This past Thursday was Thanksgiving. This is a time of year when, hopefully, we all take stock of our lives and realize, indeed, how truly blessed we are. As we prepare for the upcoming Advent Season and the anticipation of the arrival of Christmas I realize that another year is drawing to a close. It seems a good time to look back and reflect on the events that have shaped my life this year.
Some years are more life altering than others in our lives, to be sure. Some years change and remake us. Some years are years of transition. 2010 has been such a year for me. In addition to hitting the Big 5-0 this year, I also launched my youngest child into the world and faced down the proverbial empty nest. The long journey with my best friend who is grappling with advanced breast cancer is now in its final stages, and I have faced transition issues both at work and at church which have been stressful.
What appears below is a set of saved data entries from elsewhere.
PR #557, opened 2023-02-02
Tailwind Prettier Plugin

utkubakir:
I implemented tailwind's prettier plugin...

Pros
- Consistent ordering can help find what you are looking for.
- Follows the recommended class ordering.
- Better than Headwind or similar extensions.

Cons
- ~~[Doesn't work inside variables and with `cva` etc.](https://github.com/tailwindlabs/tailwindcss/discussions/7558)~~
- ~~Doesn't work for mobile~~
- Can get annoying while styling the component


Brendonovich:
I wonder if we should instead use [`eslint-plugin-tailwindcss`](https://github.com/francoismassart/eslint-plugin-tailwindcss)? It uses `prettier-plugin-tailwind` for class sorting and is compatible with `cva` and possibly mobile.

utkubakir:
> I wonder if we should instead use [`eslint-plugin-tailwindcss`](https://github.com/francoismassart/eslint-plugin-tailwindcss)? It uses `prettier-plugin-tailwind` for class sorting and is compatible with `cva` and possibly mobile.

Eslint complaining at you is already annoying, wouldn't this take that to another level? Sure if they support `--fix`, we can run a script but prettier does its thing on every save.

Brendonovich:
you can tell `eslint` to `--fix` on save:
image
or could use both eslint + prettier 🤷‍♂️

Brendonovich (approved):

Brendonovich (approved):

PR #558, opened 2023-02-03
[ENG-355] Keychain integration

brxken128:
This PR leverages OS keychains in order to securely and externally store the secret key for each library.

I've only tested this on Linux so far, but things should work on MacOS too as the keyring functionality did. I'll do some testing to confirm though.

The TS to detect whether or not the user can use the OS keyring is not the best, and I cannot figure out a way to make it work flawlessly.

No config options are present as of yet, and we will attempt to use OS keyrings where we can.

This makes some large changes, the TL;DR:
* The secret key is no longer optional
* The secret key is no longer user-selectable
* The secret key is 18 bytes, hex encoded and separated with `-` every 6 characters
* The crypto MSRV was raised to 1.67.0
* Some routes had names changed in order to better represent their actions
* UI was updated to accommodate these changes
* Users can view the secret key in the settings page (with a QR code), provided OS keychains can be used to store it. If this is not the case, we have no way of knowing what the secret key is ourselves. In order to make this work with #529, we will need to provide the user with a pop-up showing the secret key while they set up their key manager.
* `StoredKey` now has a `key_type` attribute. This will prove to be **very** useful for ENG-354, but for now it cleans things up. The possible values are `User` and `Root` - `Root` being the "verification key". This lays out some groundwork for multiple ways to unlock the vault, and we will need some fancy UI in order to manage/configure these options.
* Related to the above, this will probably be expanded, and secret keys will be designated their own UUIDs within OS keystores, and these key types will become `Root(UUID)` to link them to a secret key. This will be needed when we offer more than one way to unlock the vault (e.g. 2x passwords).
* Migrations were updated
* Fixed a typo where `Hardened` and `Paranoid` parameter levels were the wrong way around
* `BLAKE3-Balloon` parameters were tweaked, and now they're a bit closer to `Argon2id` (memory usage is tiny in comparison, but hashing takes longer).
* Great typesafety for: `Key`, `EncryptedKey`, `Nonce`, `Salt`, `SecretKey` and `SecretKeyString`. This is the bulk of the PR (it felt somewhat fitting to include it here while I was also making architectural changes).
* The `ProtectedVec` type alias was removed. It didn't fit in with everything else
* A lot of code was cleaned up

The secret key is not removed from the OS keychain on library deletion. I'm not too sure on the best way to handle this - but no matter how it's managed, it will need some serious refactoring once ENG-354 is done (so we're probably better off leaving it for now).

`dbg!()` calls are present during `KeyManager::onboarding()` and for changing the master password, but these are required otherwise users wouldn't know their secret key in the event that OS keychains aren't present. Again, once #529 gets merged we can remove the `dbg!()`s and present the secret key for the user to write down.

I will keep this as a draft until CI passes and I'm happy with the code quality.


Brendonovich (approved):

core/src/api/keys.rs
```diff
@@ -79,6 +81,25 @@ pub(crate) fn mount() -> RouterBuilder {
 				Ok(())
 			})
 		})
+		.library_query("keyringHasSecretKey", |t| {
```
oscartbeaumont, line 84: I am not the biggest fan of any `hasSomething` queries. The main issue is that when it comes to invalidation the `getSomething` and `hasSomething` queries both need to be invalidated and could potentially get out of sync (especially an issue when we do optimistic UI on the frontend which I am sure we will at some point).

I understand for many use cases you may need both but a quick glance here seems like it doesn't but if it does feel free to disregard this comment.

oscartbeaumont (approved):

core/src/api/keys.rs
brxken128: Fixed. I completely agree with this, and we do have some `hasX`-style routes (like `keys.isUnlocked` for the key manager being unlocked) and they're necessary sometimes, but this one probably wasn't. Good catch and thank you!

utkubakir (approved):

PR #560, opened 2023-02-07
Move location online status out of database

Brendonovich:
Whether a location is online or not isn't really something that belongs in the db - it's directly related to the node's connections at the current moment, whether that's over the network or watching at the current moment.
It also doesn't make sense in the sync system, since online status shouldn't really be persisted.
Instead, locations are tracked in a global `BTreeSet` inside the `LocationManager`, with changes reported via a broadcast channel and subscribed to on the frontend.

### DIFF
--- a/core/src/location/manager/helpers.rs
+++ b/core/src/location/manager/helpers.rs
@@ -18,18 +18,22 @@ type LocationAndLibraryKey = (LocationId, LibraryId);
 const LOCATION_CHECK_INTERVAL: Duration = Duration::from_secs(5);
 
 pub(super) async fn check_online(location: &location::Data, library_ctx: &LibraryContext) -> bool {
+	let pub_id = &location.pub_id;
+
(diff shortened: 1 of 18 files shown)


core/src/location/manager/helpers.rs
```diff
@@ -39,34 +43,35 @@ pub(super) async fn check_online(location: &location::Data, library_ctx: &Librar
...
-		.exec()
-		.await
-	{
-		error!(
-			"Failed to update location to online: (id: {}, error: {:#?})",
-			location_id, e
-		);
-	}
-}
+// pub(super) async fn set_location_online(
```
oscartbeaumont, line 54: Can this just be removed?

oscartbeaumont (dismissed):

core/src/location/manager/helpers.rs
Brendonovich: oh yeah was gonna remove them lol

PR #1386, opened 2023-09-26
[ENG-1140] Bind an entire location to a single device number

fogodev:
Removing device data from file_path as it can change overtime for a location mounted over SMB for example


jamiepine:
IT WORKS, I AM HAPPY

jamiepine (approved):

PR #1388, opened 2023-09-26
Fix mobile core not building on non-darwin machines

### LINKED ISSUE #1387: Can't run Android app on Linux/Windows
### Describe the bug

Gradle build fails when attempting to run the app on Windows and Linux due to a missing `llvm-ranlib` file.

### Reproduction

1. Complete required steps mentioned in contributing.md (e.g. run system-setup.sh mobile, pnpm i, pnpm prep, etc.)
2. run the android command for Expo (e.g. `pnpm mobile android` from root)
3. Wait for gradle build to fail due to missing `llvm-ranlib`

### Expected behavior

Successfully finish building and load the app.

### Platform and versions

```Shell
% pnpm --version && cargo --version && rustc --version

8.7.6
cargo 1.71.0 (cfd3bbd8f 2023-06-08)
rustc 1.71.0 (8ede3aae2 2023-07-12)
```

### Stack trace

_No response_

### Additional context

_No response_

gedeondoescode:
Changed `build.gradle` in the android folder to properly find `llvm-ranlib` for Linux and Windows machines. Windows has not been tested yet. 

Closes #1387

### DIFF
--- a/apps/mobile/modules/sd-core/android/build.gradle
+++ b/apps/mobile/modules/sd-core/android/build.gradle
@@ -112,7 +112,7 @@ cargo {
     targetDirectory = "../../../../../target" // Monorepo moment
 		exec { spec, toolchain ->
 
-			def dir = "${android.ndkDirectory}/toolchains/llvm/prebuilt/${osName}-x86_64/bin/llvm-ranlib"
+			def dir = "${android.ndkDirectory}/toolchains/llvm/prebuilt/${osName.contains("mac") ? "darwin" : osName}-x86_64/bin/llvm-ranlib"
 
 			spec.environment("RANLIB_armv7-linux-androideabi", "${dir}")
 			spec.environment("RANLIB_aarch64-linux-android", "${dir}")
--- a/apps/mobile/modules/sd-core/android/build.gradle
+++ b/apps/mobile/modules/sd-core/android/build.gradle
@@ -110,36 +110,14 @@ cargo {
     profile = 'release' // 'debug'
     targets = cargoTargets
     targetDirectory = "../../../../../target" // Monorepo moment
-		if (osName.contains("linux")) {
-			exec { spec, toolchain ->
+		exec { spec, toolchain ->
 
-				def dir = "${android.ndkDirectory}/toolchains/llvm/prebuilt/linux-x86_64/bin/llvm-ranlib"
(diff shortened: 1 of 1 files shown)


apps/mobile/modules/sd-core/android/build.gradle
```diff
@@ -101,21 +102,45 @@ if (System.getenv('SPACEDRIVE_CI') != "1") {
...
+	  final String osName = System.getProperty("os.name").toLowerCase();
+
     module  = "./crate"
     libname = "sd_mobile_android"
     pythonCommand = 'python3'
     profile = 'release' // 'debug'
     targets = cargoTargets
     targetDirectory = "../../../../../target" // Monorepo moment
+		if (osName.contains("linux")) {
+			exec { spec, toolchain ->
```
oscartbeaumont, line 114: Can we not have a single `exec` block and then use `.../prebuilt/${osName}-x86_64/bin/...` for the `dir`?

I am not super familiar with Gradle so could definitely not work but that seems like basically what we already do with `android.ndkDirectory` and it would be a heap neater.

For personal note: Checking my local system (M1 mac) there is only an `x86_64` dir so it's expected for that to be hardcoded.

oscartbeaumont (changes requested):
My bad for letting this bug get merged 🤦

apps/mobile/modules/sd-core/android/build.gradle
gedeondoescode: I'll try and see if that's possible. I mostly did it this way since I wasn't sure how to include the architecture in the most efficient way but since they're all the same I can get that done quick

oscartbeaumont: All good! If you don't have time I will give it a shot when I have a few minutes.

gedeondoescode: I'll do it when I wake up in the morning. I wanna try and see this through on my own.

utkubakir:
@oscartbeaumont does this fix the issue I am having on Mac or is it unrelated?

oscartbeaumont:
Honestly, no idea.

gedeondoescode:
@utkubakir if you get the chance, can you try it on your machine and see if anything's different?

I won't pretend that any of this has been easy, but what I have found is that out of darkness comes light, and that there is truth in what scripture teaches: "My grace is sufficient for thee".
The biggest lesson this year that I have learned is that of God's provision. And it is this that I am most thankful for. For when I began to falter, and when it all just seemed like too much, into that space God reached down and extended His hand. He provided for my need. He saw me struggling and interceded. This is both humbling and awe inspiring to realize. It reminds me so much of what we sing sometimes on Sunday- "Who Am I ": "Who am I, that the Lord of all the earth, would care to know my name, would care to feel my hurt? Who am I, that the Bright and Morning Star, would choose to light the way, for my every wandering heart? ". Never have these words come more alive for me than in the past several months. This I have found to be absolutely true- "still you hear me when I'm calling, Lord you catch me when I'm falling, and you've told me who I am- I am yours".
This has been brought home to me in new and wonderfully personal ways recently. I always believed it to be true. But this year I have experienced it firsthand for myself. Thus making a much more powerful impression on me. It is always the things that experience teaches that we retain, rather than merely what we have read or heard about.
The lasting impact of the lessons I have learned is that I know absolutely that God is good in all circumstances, and that He wishes to bless us. He will provide for all that we need. Sometimes even without us having enough sense to ask Him to do so. If that is not something worth giving thanks for, then I don't know what is......Shalom!